START Data excerpts

PR #245, opened 2024-07-22
Sut as type inst

nikolaushuber:
Fixes a bug were we are not checking for the sut type being used as the instantiation of a type variable, so for example 

```ocaml
val test : 'a t list -> int
(*@ r = test ts
    ensures r = List.length ts *)
```

would type check correctly and create incorrect code.


plugins/qcheck-stm/src/ir_of_gospel.ml
```diff
@@ -76,27 +76,35 @@ let ty_var_substitution config (vd : val_description) =
   let value_name, value_type = (vd.vd_name.id_str, vd.vd_type) in
   assert (is_a_function value_type);
   let open Ppxlib in
+  let open Reserr in
   let ret = function None -> Reserr.ok [] | Some x -> Reserr.ok x in
+  let check_sut_in_type_var ty =
+    match ty.ptyp_desc with
+    | Ptyp_constr (_, args) when List.exists (fun t -> Cfg.is_sut config t) args
```
n-osborne, line 83: This doesn't check deep enough. For example it won't detect `sut list list`.

nikolaushuber: True, I will adapt that!

plugins/qcheck-stm/src/ir_of_gospel.ml
```diff
@@ -91,11 +115,13 @@ let ty_var_substitution config (vd : val_description) =
               Reserr.(
                 error (Multiple_sut_arguments value_name, value_type.ptyp_loc))
         else aux seen r
-    | Ptyp_tuple elems ->
-        if List.for_all (fun t -> not (Cfg.is_sut config t)) elems then ret seen
-        else Reserr.(error (Returning_sut value_name, ty.ptyp_loc))
+    | Ptyp_tuple _ ->
+        let* _ = check `Right ty in
```
n-osborne, line 119: Same here

plugins/qcheck-stm/src/ir_of_gospel.ml
```diff
@@ -91,11 +115,13 @@ let ty_var_substitution config (vd : val_description) =
...
+        ret seen
     | Ptyp_constr (_, _) ->
-        if not (Cfg.is_sut config ty) then ret seen
+        if not (Cfg.is_sut config ty) then
+          let* _ = check `Right ty in
```
n-osborne, line 123: Same here.

plugins/qcheck-stm/src/ir_of_gospel.ml
```diff
@@ -76,11 +76,35 @@ let ty_var_substitution config (vd : val_description) =
...
+        | None ->
+            let* _ = List.map (check pos) elems |> sequence in
+            ok ())
+    | _ -> ok ()
+  in
   let rec aux seen ty =
     match ty.ptyp_desc with
     | Ptyp_any | Ptyp_var _ -> ret seen
     | Ptyp_arrow (_, l, r) ->
+        let* _ = check `Left l in
```
n-osborne, line 107: The expression evaluates to a `unit reserr`, so as well have `let* () =` rather than a wild pattern.

n-osborne (approved):
Great job, thanks!

Just had some tiny remarks, but after that it is good to merge.

PR #247, opened 2024-08-15
Add support for multiple sut arguments

nikolaushuber:
This PR lifts a previous restriction where only up to one sut argument can appear in any function to be tested. 
This works by keeping a stack of suts, which is created at startup with the required amount of sut arguments on it. Suts that are used as arguments are returned to the stack afterwards.


n-osborne (commented):
Thank you very much for this very nice looking PR!
We've already talked about the design in private conversations, so I mainly have some small comments on the programming style.

n-osborne (approved):
Thank you.

When reading the generated code, I was thinking it would be nice to have some documentation for the modules `SUT.Make` and `Model.Make` in `Ortac_runtime_qcheck_stm`. Even if we are not supposed to use these modules, it could help someone willing to understand the generated code (hence the trust one have in the generated tests).

n-osborne:
CI failure is unrelated to the PR.

Do you want to harmonise `ortac_cmd_show` and `ortac_show_cmd` names before merging?

n-osborne:
Thanks.
Merging.

PR #249, opened 2024-09-03
Fix invariant bug with multiple suts

nikolaushuber:
While allowing multiple suts in #247 a bug was introduced which causes the type invariants of the model not to be checked anymore after a field is modified. This PR fixes that.


n-osborne (approved):
Nice! Thank you!

`Stm_of_ir.translate_postcond.translate_invariants` begin to have a lot of parameters (two of type `Ident.t` amongst them). It could be useful document them for future readers.

n-osborne:
Also, what's the motivation behind moving to `Sequence.t` for the models in the invariant tests? I don't have anything against it, but some indication of the reason why in the commit message would be nice :-)

nikolaushuber:
> Nice! Thank you!
> 
> `Stm_of_ir.translate_postcond.translate_invariants` begin to have a lot of parameters (two of type `Ident.t` amongst them). It could be useful document them for future readers.

That is a good idea. Should I just add a comment or name the parameters? 

> Also, what's the motivation behind moving to `Sequence.t` for the models in the invariant tests? I don't have anything against it, but some indication of the reason why in the commit message would be nice :-)

The main motivation was that the Gospel standardlib apparently doesn't offer an append/concat function for lists, which I needed for the transfer function. Or maybe I missed it? But I will add some comment in the commit message :)

n-osborne:
Reading again the `test/invariants.mli`, the invariant is getting a bit weird with the presence of `transfer`.
Maybe someday we'll have a better idea of an example...

But for now, bug is fixed, CI is green. I'm merging. Thanks again :-)

PR #250, opened 2024-09-05
Some refactoring of `Reserr`

n-osborne:
This PR proposes some refactoring that I have accumulated in these last few months. Now that I have enough of them, let's try to merge them :-)

As it is purely refactoring, the tests, and more precisely the expect tests, are not modified. The tool is supposed to generate the same code. At some point I'd like to add some tests for this module, but in a future PR.


n-osborne:
Rebased. Ready for review.

n-osborne:
Thanks for taking the time to have a look!

Good catch for the unused `Warnings.kind`s, we've forgot to remove them when they became useless.

As this PR is already cleaning up the `Reserr` module, there is no need to cook another PR for that. I've removed them. I've also renamed `Returning_sut` to `Returning_nested_sut` for clarity.

I'll wait for the CI to finish and I'll merge.

PR #259, opened 2024-09-26
Add support for running tests in separate processes with a timeout

### LINKED ISSUE #254: [qcheck-stm] Running tests causing segmentation faults
When running a test with qcheck-stm that causes a segmentation fault there is not output to the user about which series of function calls lead to this scenario. 

Currently the only option is to manually adapt the call to `Test.make` in `/plugins/qcheck-stm/src/runtime/ortac_runtime_qcheck_stm.ml` to use `Util.fork_prop_with_timeout`. Maybe there could be a commandline flag to use this automatically, so that this manual adaptation is not needed?

nikolaushuber:
This fixes #254 

When a test causes a segmentation fault this results in the overall test suite process to crash. With this PR, the runtime looks for the presence of an environment variable, in which case it runs all tests in separate processes with a timeout. This allows to get traces both from crashing and non-terminating tests.

This also adapts the `dune` plugin to accept a new command-line flag with which the timeout can be set.

This is a bit of a WIP, since I could not find a good way of testing this feature. As far as I know the CI expects all tests to run without error, so I don't know how to make it accept an expected error.


nikolaushuber:
Rebased

n-osborne (approved):
Thank you! This looks very good!

I just have two small questions:

- `dd2f255` what happen when `ORTAC_QCHECK_STM_TIMEOUT` is set to a negative value?
- `c916ec7` maybe we don't need to be that specific on the cause of the crashes?

nikolaushuber:
> * `dd2f255` what happen when `ORTAC_QCHECK_STM_TIMEOUT` is set to a negative value?

That is indeed an interesting question. I just looked, under the hood it uses `Unix.alarm`, and the manpage for `alarm` does not state anything about what happens when you give it a negative value as argument ... If you try it, at least on my system it immediately returns with a non-zero return value. 

Should we adapt the code to in case of negative values also just use the default 10 seconds?

> * `c916ec7` maybe we don't need to be that specific on the cause of the crashes?

I can remove the first part about how segmentation faults can happen! I just thought it might be interesting for some people, especially since OCaml (if used without tricks 😅) promises to be a memory-safe language.

nikolaushuber:
> As a user, I think I would prefer it to fail rather than choosing a default value for me.

I made it so that anything that cannot be converted to a positive integer raises a failure now! 

> Maybe you can keep the Obj.magic related information as a side note, as example of crashing programs. I also like the idea of poping your third paragraph on top of the section, as it is a really good explanation of the problem the feature solves.

I adapted it accordingly 😃

plugins/qcheck-stm/doc/index.mld
```diff
@@ -470,3 +470,45 @@ and peculiarities:
...
+  qcheck-stm.sequential
+  qcheck-multicoretests-util
+  ortac-runtime
+  example)
+ (action
+  (setenv
+   ORTAC_QCHECK_STM_TIMEOUT
+   10
+    (run %{test} --verbose)))
+]}
```
jmid, line 512: One can also set environment variables on the command line and have them be visible in dune:
```
$ ORTAC_QCHECK_STM_TIMEOUT=10 dune test ...
```
I think that offers a reasonable workflow when one hits an unexpected segfault - just rerun the last command in the console with a small addition :slightly_smiling_face:

n-osborne: Indeed! Maybe we should distinguish between the CLI workflow and the CI workflow?

nikolaushuber: When I updated the documentation I was actually considering if I should mention other ways of setting environment variables, or if the standard user would already know about those. But I will add some additional comments about that!

n-osborne:
Thanks!

Regarding how to fail when the timeout is not a positive integer (`fcead56`), maybe we can do something cleaner than `failwith`.
I was thinking something along the way of `printf` followed by an `exit` with some error code (1 being the catch-all could be enough)

n-osborne:
Excellent. Thanks! Merging.

PR #261, opened 2024-10-03
Update Ortac/QCheck-STM Readme with found bugs

n-osborne:


jmid:
LGTM, great to have a growing list of example findings! :tada: 

Two observations:
- This is meant to document to new-comers that the tool is useful in practice. As such, we might consider adding it to the front-page README, where it is more likely to be seen? :thinking: 
- It is not an implementation bug, but the `Hashtbl.create` weirdness https://github.com/ocaml/ocaml/issues/13469 has been acknowledged in https://github.com/ocaml/ocaml/pull/13474#issuecomment-2388687681 agreeing that the documentation should be adjusted.

n-osborne:
I missed the evolution of the `Hashtbl.create` issue! Thanks!
I'll add it.

Regarding the question in which README to put the list, I was indeed wondering.

My train of thought was that the list is specific to Ortac/QCheck-STM.

But (1) maybe other plugins will find bugs in the future and a unique list may be preferable and (2) even `ocaml.org` is displaying the root README for `ortac-qcheck-stm` plugin (I was mistakenly thinking the opposite here).

PR #265, opened 2024-10-09
Add missing upper bounds on ortac packages

n-osborne:


n-osborne:
GH CI failing is unrelated (see: https://github.com/ocaml/setup-ocaml/issues/872)

PR #272, opened 2024-11-02
Add command shrinker function

### LINKED ISSUE #269: [qcheck-STM] Emit a function to shrink `cmd` arguments
QCheck-STM will by default only shrink `cmd list`s. 
In practice, this means that, e.g., the random argument `-5` passed to `Hashtbl.create (-5)` will not be shrunk to the minimal `Hashtbl.create (-1)` before being printed.

To enable argument shrinking one has to write/emit a `shrink_cmd` function and pass it to `arb_cmd`.
Here's an example from multicoretests:
https://github.com/ocaml-multicore/multicoretests/blob/160394955526794ab5349ce683d9b7664d43bcb9/src/weak/stm_tests.ml#L33-L47
```ocaml
  let shrink_cmd c = match c with
    | Length -> Iter.empty
    | Set (i, d_opt) -> Iter.map (fun i -> Set (i,d_opt)) (Shrink.int i)
    | Get i      -> Iter.map (fun i -> Get i) (Shrink.int i)
    | Get_copy i -> Iter.map (fun i -> Get_copy i) (Shrink.int i)
    | Check i    -> Iter.map (fun i -> Check i) (Shrink.int i)
    | Fill (i,j,d_opt) ->
      Iter.(map (fun i -> Fill (i,j,d_opt)) (Shrink.int i)
            <+>
            map (fun j -> Fill (i,j,d_opt)) (Shrink.int j))

  let arb_cmd s =
    [...]
    QCheck.make ~print:show_cmd ~shrink:shrink_cmd [...]
```

- When no shrinking is needed (e.g., if there are no arguments or only a unit arg) one can just return the empty iterator `Iter.empty`
- When there's only one argument, one can use `Iter.map` over a built-in shrinker combinator from QCheck, e.g., of `int`, `char`, `string`, ...
- When there's more than one argument, we should shrink each argument separately. The `Fill` above case does this by composing two iterators with `<+>` (a shorthand for `Iter.append`). Why? Because a shrinker of `i` may return the empty iterator, if `i` is already minimal, e.g., `0` and we don't want the shrinker to only reduce when both `i` and `j` can be reduced. Their shrinking should be independent.

nikolaushuber:
This PR adds support for creating a function to automatically shrink the arguments of tested functions when creating counter-examples. 

This fixes #269.

### DIFF
--- a/CHANGES.md
+++ b/CHANGES.md
@@ -1,5 +1,7 @@
 # Unreleased
 
+- Add command shrinker function
+  [\#272](https://github.com/ocaml-gospel/ortac/pull/272)
 - Remove unnecessary stack access from precondition
   [\#264](https://github.com/ocaml-gospel/ortac/pull/264)
 
--- a/examples/lwt_dllist_spec_tests.ml
+++ b/examples/lwt_dllist_spec_tests.ml
@@ -81,10 +81,24 @@ module Spec =
       | Take_r -> Format.asprintf "protect (fun () -> %s <sut>)" "take_r"
       | Take_opt_l -> Format.asprintf "%s <sut>" "take_opt_l"
       | Take_opt_r -> Format.asprintf "%s <sut>" "take_opt_r"
+    let shrink_cmd cmd__002_ =
+      let open QCheck in
+        let open Shrink in
+          let open Iter in
+            match cmd__002_ with
+            | Create () -> map (fun () -> Create ()) (unit ())
+            | Is_empty -> empty
+            | Length -> empty
+            | Add_l a_1 -> map (fun a_1 -> Add_l a_1) (int a_1)
+            | Add_r a_2 -> map (fun a_2 -> Add_r a_2) (int a_2)
+            | Take_l -> empty
+            | Take_r -> empty
+            | Take_opt_l -> empty
+            | Take_opt_r -> empty
     let cleanup _ = ()
     let arb_cmd _ =
       let open QCheck in
-        make ~print:show_cmd
+        make ~print:show_cmd ~shrink:shrink_cmd
           (let open Gen in
              oneof
                [(pure (fun () -> Create ())) <*> unit;
@@ -96,10 +110,10 @@ module Spec =
                pure Take_r;
                pure Take_opt_l;
                pure Take_opt_r])
-    let next_state cmd__002_ state__003_ =
-      match cmd__002_ with
+    let next_state cmd__003_ state__004_ =
+      match cmd__003_ with
       | Create () ->
-          let s__005_ =
+          let s__006_ =
             let open ModelElt in
               {
                 contents =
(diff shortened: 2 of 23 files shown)


jmid:
Wow Nikolaus, you are on fire! :fire: 

Have you observed whether this change significantly affects the time one has to wait to get a response (like the increased response time caused long arrays)?

Unrelated: Will the output shrinker reduce list arguments by suitable lifting of an element shrinker, as in `Shrink.(list int)`?

nikolaushuber:
> Have you observed whether this change significantly affects the time one has to wait to get a response (like the increased response time caused long arrays)?

Since all the tests run in milliseconds since ocaml-multicore/multicoretests#472 I didn't notice any change when running the tests, they still all run in under 1 second.

> Unrelated: Will the output shrinker reduce list arguments by suitable lifting of an element shrinker, as in Shrink.(list int)?

It did, but incorrectly so. I just ran it on-top of #271, which uses `of_list` in the array example. I pushed a small fix, since the argument shrinker to `Shrink.array` and `Shrink.list` is a labelled argument.

jmid:
Cool, nice catch :smiley: :+1:

n-osborne:
Thank you!
I'll try to take a look this week.

n-osborne (commented):
Thanks! Nicely done!

I just have a remark on how `shrink_cmd_cas` is defined in 8c50ae7.

You filter `list` and `array` to be able to apply the shrinker with a labelled argument, according to the `QCheck.Shrink` signature.

Note that `bytes` and `string` also ask for an optional shrinker argument.

Now, if users want to override one of these shrinker, they have to be careful to follow the `QCheck.Shrink.***` signature, which is reasonable, but should be documented.

Regarding shrinkers for types defined in the tested library, it should also be documented that users should go for unlabelled arguments.

One way to simplify the user's life would be to override on our side shrinkers with optional argument with shrinker with unlabelled arguments (*i.e*: `array shrink = array ~shrink`), as `shrinker_of_ty` is returning a shrinker, not an optional shrinker anyway. This should be done either by writing a module in the runtime that will be included in the generated code or directly in the generated code.

nikolaushuber:
> Note that bytes and string also ask for an optional shrinker argument.

That's true! I was considering to set the argument shrinker for `bytes` and `string` as well, but they already have a standard shrinker (i.e. the standard `Shrink.char`). I thought that it's probably very rare that a user would like to overwrite that with something else (e.g., `Shrink.char_printable` or so). 

> Regarding shrinkers for types defined in the tested library, it should also be documented that users should go for unlabelled arguments.

Indeed, that should be documented. In the current implementation it is also more or less required to define a shrinker for any custom defined types, as we do not inspect the config module. I guess one could make the custom shrinker function is the config module an optional value, but that probably gets ugly quite quickly as well .... 

Regarding the place for redefining the `Shrink` module, do you have a preference of either putting it in the runtime or in the generated code? IMO it's probably a bit cleaner in the runtime as it does not overcrowd the generated code.

n-osborne:
> Regarding the place for redefining the Shrink module, do you have a preference of either putting it in the runtime or in the generated code? IMO it's probably a bit cleaner in the runtime as it does not overcrowd the generated code.

I agree, the runtime is cleaner.

n-osborne:
@nikolaushuber will you be willing / have time to resume working on this PR ? (If no, I can update it and merge it for the next release).

Also, I'm not so sure about what I wrote:

> One way to simplify the user's life would be to override on our side shrinkers with optional argument with shrinker with unlabelled arguments (i.e: array shrink = array ~shrink), as shrinker_of_ty is returning a shrinker, not an optional shrinker anyway. This should be done either by writing a module in the runtime that will be included in the generated code or directly in the generated code.

Maybe it will bring more / another type of confusion.

Issue #270, opened 2024-10-24
[qcheck-STM] Add support for pure, first-class functions


jmid:
In the [Gospel paper](https://theses.hal.science/LRI-VALS/hal-02157484v2) *"GOSPEL -Providing OCaml with a Formal Specification Language"* I see in Sec.2.3 "Higher-Order Functions"
> "we cover in this paper only the simpler case where f is a pure function. In this case, we specify map as follows: [...]
> We leave the generalization to the general case of an effectful f to future work."

We should be able to support this with QCheck/STM too.

An example from multicoretests:
https://github.com/ocaml-multicore/multicoretests/blob/fa3f668e45e86995adb0e7dbb8ed0f26772ac503/src/lazy/stm_tests.ml#L36-L70
```ocaml
  type cmd =
    | [...]
    | Map of int_fun
    | Map_val of int_fun
  and int_fun = (int -> int) fun_

  let pp_int_fun par fmt f =
    Format.fprintf fmt (if par then "(%s)" else "%s") (Fn.print f)

  let pp_cmd par fmt x =
    let open Util.Pp in
    match x with
    | [...]
    | Map x -> cst1 pp_int_fun "Map" par fmt x
    | Map_val x -> cst1 pp_int_fun "Map_val" par fmt x

  let show_cmd = Util.Pp.to_show pp_cmd

  let arb_cmd _s =
    [...]
    QCheck.make ~print:show_cmd
      (Gen.oneof
         [ [...]
          Gen.map (fun f -> Map f)     (fun1 Observable.int int').gen;
          Gen.map (fun f -> Map_val f) (fun1 Observable.int int').gen;
         ])
```

Notes:
- The initial recursive type above is not needed. It is a left-over artifact from when we used `ppx_deriving.show` to derive print functions
- QCheck's function printers do not necessarily produce syntactically correct OCaml code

END Data excerpts

Report, from the entries above, each line where "match" is found.

### Response to this exercise
+    match ty.ptyp_desc with
     match ty.ptyp_desc with
  let shrink_cmd c = match c with
+            match cmd__002_ with
-      match cmd__002_ with
+      match cmd__003_ with
    match x with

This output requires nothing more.